• **Assignment**
Return only the stretch of the material below that begins with the line containing "into 0.2 branch" and ends with the line containing "### LINKED ISSUE #354: feat: Support", exactly; both of those lines belong to it.

• **Material provided**
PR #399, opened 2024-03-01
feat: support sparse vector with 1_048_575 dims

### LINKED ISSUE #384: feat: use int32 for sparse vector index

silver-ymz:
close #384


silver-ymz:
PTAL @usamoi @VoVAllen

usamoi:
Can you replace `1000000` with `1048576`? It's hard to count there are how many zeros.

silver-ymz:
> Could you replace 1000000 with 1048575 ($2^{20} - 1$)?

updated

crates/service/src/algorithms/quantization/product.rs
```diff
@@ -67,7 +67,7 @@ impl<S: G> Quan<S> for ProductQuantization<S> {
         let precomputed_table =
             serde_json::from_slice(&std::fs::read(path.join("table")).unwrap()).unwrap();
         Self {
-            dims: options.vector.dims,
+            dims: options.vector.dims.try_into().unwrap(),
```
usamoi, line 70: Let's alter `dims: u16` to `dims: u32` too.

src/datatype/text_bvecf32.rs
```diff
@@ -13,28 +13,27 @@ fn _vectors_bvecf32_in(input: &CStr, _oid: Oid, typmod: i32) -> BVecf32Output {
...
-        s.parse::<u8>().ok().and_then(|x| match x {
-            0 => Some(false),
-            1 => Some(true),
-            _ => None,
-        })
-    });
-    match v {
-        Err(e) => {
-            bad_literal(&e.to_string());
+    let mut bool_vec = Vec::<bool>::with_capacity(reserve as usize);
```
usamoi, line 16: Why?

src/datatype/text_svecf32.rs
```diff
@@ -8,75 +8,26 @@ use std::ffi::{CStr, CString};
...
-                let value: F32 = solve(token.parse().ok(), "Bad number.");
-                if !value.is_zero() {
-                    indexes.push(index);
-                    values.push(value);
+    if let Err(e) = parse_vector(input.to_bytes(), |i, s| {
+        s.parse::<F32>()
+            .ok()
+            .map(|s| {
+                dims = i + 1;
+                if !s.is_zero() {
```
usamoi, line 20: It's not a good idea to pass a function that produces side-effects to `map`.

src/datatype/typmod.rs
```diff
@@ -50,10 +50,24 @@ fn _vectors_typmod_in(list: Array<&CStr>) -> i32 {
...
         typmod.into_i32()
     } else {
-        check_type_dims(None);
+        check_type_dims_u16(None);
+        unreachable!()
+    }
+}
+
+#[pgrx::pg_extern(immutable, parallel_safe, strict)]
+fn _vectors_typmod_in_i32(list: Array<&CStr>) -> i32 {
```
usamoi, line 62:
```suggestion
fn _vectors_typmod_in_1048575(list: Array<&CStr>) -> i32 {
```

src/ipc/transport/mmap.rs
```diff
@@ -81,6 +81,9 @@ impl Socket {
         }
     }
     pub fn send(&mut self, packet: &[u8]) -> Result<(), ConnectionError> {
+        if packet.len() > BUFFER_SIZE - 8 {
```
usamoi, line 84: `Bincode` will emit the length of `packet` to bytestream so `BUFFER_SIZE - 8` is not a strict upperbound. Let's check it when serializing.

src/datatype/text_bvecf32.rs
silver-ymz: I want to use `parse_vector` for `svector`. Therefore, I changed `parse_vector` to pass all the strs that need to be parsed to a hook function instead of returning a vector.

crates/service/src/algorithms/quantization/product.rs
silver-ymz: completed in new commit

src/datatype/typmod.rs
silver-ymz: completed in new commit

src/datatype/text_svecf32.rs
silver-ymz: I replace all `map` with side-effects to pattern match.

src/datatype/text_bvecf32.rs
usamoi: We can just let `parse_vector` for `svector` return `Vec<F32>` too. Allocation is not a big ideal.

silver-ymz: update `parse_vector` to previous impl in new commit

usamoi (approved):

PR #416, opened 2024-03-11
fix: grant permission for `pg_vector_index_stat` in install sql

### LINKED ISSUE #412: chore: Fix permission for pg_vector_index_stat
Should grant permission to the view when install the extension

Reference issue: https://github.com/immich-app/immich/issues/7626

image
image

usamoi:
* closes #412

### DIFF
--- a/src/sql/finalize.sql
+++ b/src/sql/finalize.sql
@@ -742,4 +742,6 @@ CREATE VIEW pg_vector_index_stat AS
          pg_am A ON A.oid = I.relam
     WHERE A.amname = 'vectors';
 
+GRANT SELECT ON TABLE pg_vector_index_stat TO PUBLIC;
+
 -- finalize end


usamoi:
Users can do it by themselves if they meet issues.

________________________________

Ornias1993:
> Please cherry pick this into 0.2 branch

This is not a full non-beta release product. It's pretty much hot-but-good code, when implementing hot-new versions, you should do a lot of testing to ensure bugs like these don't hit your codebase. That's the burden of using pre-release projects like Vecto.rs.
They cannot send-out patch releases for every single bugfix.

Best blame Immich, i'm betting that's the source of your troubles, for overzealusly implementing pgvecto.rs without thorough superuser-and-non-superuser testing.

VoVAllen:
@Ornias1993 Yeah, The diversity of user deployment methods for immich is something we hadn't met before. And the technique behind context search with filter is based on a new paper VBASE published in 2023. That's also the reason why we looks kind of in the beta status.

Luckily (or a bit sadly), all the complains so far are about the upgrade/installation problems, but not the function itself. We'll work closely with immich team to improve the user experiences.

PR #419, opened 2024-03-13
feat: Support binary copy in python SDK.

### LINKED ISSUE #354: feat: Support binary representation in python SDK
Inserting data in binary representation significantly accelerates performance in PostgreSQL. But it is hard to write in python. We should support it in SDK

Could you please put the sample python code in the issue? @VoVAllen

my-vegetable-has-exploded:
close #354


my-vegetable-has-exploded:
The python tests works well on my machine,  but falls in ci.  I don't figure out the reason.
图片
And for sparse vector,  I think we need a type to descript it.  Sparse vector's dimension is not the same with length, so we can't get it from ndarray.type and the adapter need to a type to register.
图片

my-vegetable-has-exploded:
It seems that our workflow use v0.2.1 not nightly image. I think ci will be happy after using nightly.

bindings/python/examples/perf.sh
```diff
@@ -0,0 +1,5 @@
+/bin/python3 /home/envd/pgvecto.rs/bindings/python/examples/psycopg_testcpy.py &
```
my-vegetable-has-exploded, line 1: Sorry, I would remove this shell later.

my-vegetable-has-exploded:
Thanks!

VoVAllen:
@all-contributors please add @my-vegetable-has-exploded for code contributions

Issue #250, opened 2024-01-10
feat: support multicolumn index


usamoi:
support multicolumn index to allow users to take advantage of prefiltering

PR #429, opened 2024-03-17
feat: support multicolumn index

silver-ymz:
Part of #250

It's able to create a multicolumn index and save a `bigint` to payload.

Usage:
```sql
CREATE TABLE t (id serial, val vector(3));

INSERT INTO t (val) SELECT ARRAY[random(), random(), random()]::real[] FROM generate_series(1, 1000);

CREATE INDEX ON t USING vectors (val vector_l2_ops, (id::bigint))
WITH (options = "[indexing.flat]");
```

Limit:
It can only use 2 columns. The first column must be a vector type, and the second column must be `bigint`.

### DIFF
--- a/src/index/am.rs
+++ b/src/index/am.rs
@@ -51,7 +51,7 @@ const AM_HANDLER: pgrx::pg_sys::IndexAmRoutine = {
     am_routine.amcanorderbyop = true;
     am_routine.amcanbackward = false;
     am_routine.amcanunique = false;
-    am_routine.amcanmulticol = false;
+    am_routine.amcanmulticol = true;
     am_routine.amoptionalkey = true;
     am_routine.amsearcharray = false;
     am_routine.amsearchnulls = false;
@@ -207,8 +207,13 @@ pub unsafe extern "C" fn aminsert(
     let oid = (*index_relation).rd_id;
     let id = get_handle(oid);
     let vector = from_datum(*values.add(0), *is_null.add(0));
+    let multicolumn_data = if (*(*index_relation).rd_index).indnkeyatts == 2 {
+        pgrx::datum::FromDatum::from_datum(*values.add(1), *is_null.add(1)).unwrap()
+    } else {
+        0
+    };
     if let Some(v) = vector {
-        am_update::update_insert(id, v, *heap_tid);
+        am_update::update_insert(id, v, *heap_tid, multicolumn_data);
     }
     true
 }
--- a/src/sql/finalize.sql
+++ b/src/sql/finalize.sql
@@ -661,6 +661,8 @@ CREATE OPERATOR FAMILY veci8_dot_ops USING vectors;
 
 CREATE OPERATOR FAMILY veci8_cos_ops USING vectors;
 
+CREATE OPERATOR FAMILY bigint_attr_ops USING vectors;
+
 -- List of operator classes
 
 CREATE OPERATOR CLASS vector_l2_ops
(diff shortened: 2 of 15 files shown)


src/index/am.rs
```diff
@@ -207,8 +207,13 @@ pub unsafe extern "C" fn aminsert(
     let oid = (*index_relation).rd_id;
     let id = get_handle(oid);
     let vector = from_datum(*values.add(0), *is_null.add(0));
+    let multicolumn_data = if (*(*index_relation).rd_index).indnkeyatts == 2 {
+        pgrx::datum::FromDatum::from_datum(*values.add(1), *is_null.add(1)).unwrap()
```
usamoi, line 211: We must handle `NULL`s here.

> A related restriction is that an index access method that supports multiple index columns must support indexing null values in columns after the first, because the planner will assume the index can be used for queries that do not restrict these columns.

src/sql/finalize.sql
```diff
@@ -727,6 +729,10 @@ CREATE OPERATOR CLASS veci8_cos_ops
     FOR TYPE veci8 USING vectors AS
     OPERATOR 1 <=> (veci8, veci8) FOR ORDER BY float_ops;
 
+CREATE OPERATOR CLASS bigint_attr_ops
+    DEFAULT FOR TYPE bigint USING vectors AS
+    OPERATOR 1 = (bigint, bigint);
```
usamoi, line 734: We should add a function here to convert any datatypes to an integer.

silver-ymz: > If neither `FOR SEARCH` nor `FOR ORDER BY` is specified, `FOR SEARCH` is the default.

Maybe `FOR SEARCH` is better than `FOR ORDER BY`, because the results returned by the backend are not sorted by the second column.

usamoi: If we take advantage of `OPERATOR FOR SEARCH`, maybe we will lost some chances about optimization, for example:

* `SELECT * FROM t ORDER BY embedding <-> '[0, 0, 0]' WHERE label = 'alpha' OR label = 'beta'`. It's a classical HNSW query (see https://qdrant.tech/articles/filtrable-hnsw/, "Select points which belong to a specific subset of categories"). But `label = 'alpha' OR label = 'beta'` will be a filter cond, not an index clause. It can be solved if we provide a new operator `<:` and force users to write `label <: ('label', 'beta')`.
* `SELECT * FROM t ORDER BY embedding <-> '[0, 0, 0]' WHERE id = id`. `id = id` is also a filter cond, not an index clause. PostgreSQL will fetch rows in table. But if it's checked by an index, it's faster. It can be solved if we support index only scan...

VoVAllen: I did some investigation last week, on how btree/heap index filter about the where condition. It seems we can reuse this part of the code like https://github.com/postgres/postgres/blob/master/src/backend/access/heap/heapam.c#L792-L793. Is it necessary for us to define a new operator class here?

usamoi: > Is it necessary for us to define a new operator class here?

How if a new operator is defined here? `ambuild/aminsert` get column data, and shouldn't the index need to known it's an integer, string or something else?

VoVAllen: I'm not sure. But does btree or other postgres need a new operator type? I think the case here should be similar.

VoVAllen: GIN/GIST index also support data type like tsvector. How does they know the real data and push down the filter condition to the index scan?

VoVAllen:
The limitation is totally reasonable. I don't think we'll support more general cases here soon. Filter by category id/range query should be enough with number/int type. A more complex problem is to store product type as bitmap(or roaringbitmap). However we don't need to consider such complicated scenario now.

--

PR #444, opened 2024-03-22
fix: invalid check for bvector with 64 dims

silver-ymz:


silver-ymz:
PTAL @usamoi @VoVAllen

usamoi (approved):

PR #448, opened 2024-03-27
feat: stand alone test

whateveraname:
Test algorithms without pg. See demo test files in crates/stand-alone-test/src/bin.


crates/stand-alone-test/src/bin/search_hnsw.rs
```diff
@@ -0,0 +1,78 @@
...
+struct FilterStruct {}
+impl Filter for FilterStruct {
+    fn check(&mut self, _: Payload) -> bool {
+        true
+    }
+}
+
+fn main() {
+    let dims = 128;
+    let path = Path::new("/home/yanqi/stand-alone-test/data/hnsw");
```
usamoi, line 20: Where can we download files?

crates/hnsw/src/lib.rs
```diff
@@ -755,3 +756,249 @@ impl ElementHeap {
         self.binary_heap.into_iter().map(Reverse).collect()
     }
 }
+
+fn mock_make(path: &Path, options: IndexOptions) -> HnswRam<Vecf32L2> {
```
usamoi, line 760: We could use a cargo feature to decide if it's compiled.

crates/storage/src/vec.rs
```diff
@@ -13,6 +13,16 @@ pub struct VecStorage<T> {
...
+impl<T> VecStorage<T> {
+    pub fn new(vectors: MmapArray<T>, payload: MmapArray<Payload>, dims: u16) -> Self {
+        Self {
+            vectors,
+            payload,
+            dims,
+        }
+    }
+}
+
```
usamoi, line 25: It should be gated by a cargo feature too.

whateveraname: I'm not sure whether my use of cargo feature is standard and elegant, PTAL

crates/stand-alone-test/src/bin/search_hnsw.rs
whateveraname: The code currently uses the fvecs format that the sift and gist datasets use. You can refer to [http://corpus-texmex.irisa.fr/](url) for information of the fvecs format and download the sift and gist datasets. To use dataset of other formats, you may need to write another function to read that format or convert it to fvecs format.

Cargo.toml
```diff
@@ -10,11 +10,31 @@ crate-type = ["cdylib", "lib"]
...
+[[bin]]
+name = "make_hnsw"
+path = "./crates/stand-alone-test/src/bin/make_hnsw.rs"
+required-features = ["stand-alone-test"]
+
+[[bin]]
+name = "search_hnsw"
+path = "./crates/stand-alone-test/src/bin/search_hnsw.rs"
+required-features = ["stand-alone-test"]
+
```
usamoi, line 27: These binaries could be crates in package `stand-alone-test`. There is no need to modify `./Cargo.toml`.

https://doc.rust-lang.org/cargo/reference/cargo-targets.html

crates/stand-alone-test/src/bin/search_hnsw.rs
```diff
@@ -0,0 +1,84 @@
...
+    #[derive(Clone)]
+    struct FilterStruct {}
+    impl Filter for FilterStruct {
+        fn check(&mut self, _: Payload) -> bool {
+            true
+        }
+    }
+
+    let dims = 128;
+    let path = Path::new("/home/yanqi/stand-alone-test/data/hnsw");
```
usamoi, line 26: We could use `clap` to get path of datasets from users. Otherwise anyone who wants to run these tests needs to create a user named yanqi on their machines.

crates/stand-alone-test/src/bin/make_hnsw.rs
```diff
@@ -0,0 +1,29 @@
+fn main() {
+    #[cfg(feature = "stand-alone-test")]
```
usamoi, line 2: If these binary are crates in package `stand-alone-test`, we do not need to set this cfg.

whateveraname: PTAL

---

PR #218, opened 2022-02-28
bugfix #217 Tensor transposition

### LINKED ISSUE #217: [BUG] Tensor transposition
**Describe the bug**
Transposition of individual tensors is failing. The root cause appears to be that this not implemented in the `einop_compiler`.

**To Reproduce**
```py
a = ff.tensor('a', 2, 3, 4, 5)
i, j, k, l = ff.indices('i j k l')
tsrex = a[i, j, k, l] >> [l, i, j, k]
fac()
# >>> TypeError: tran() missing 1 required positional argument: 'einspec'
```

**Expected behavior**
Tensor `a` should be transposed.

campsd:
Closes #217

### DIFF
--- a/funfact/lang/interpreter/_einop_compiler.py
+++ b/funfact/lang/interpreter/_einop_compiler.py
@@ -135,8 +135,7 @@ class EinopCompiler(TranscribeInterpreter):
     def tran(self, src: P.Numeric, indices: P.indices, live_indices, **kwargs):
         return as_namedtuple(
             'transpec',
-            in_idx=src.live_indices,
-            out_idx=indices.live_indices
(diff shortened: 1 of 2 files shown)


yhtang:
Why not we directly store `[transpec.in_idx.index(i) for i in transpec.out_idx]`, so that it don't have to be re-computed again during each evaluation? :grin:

• **Solution to the exercise**
> Please cherry pick this into 0.2 branch

This is not a full non-beta release product. It's pretty much hot-but-good code, when implementing hot-new versions, you should do a lot of testing to ensure bugs like these don't hit your codebase. That's the burden of using pre-release projects like Vecto.rs.
They cannot send-out patch releases for every single bugfix.

Best blame Immich, i'm betting that's the source of your troubles, for overzealusly implementing pgvecto.rs without thorough superuser-and-non-superuser testing.

VoVAllen:
@Ornias1993 Yeah, The diversity of user deployment methods for immich is something we hadn't met before. And the technique behind context search with filter is based on a new paper VBASE published in 2023. That's also the reason why we looks kind of in the beta status.

Luckily (or a bit sadly), all the complains so far are about the upgrade/installation problems, but not the function itself. We'll work closely with immich team to improve the user experiences.

PR #419, opened 2024-03-13
feat: Support binary copy in python SDK.

### LINKED ISSUE #354: feat: Support binary representation in python SDK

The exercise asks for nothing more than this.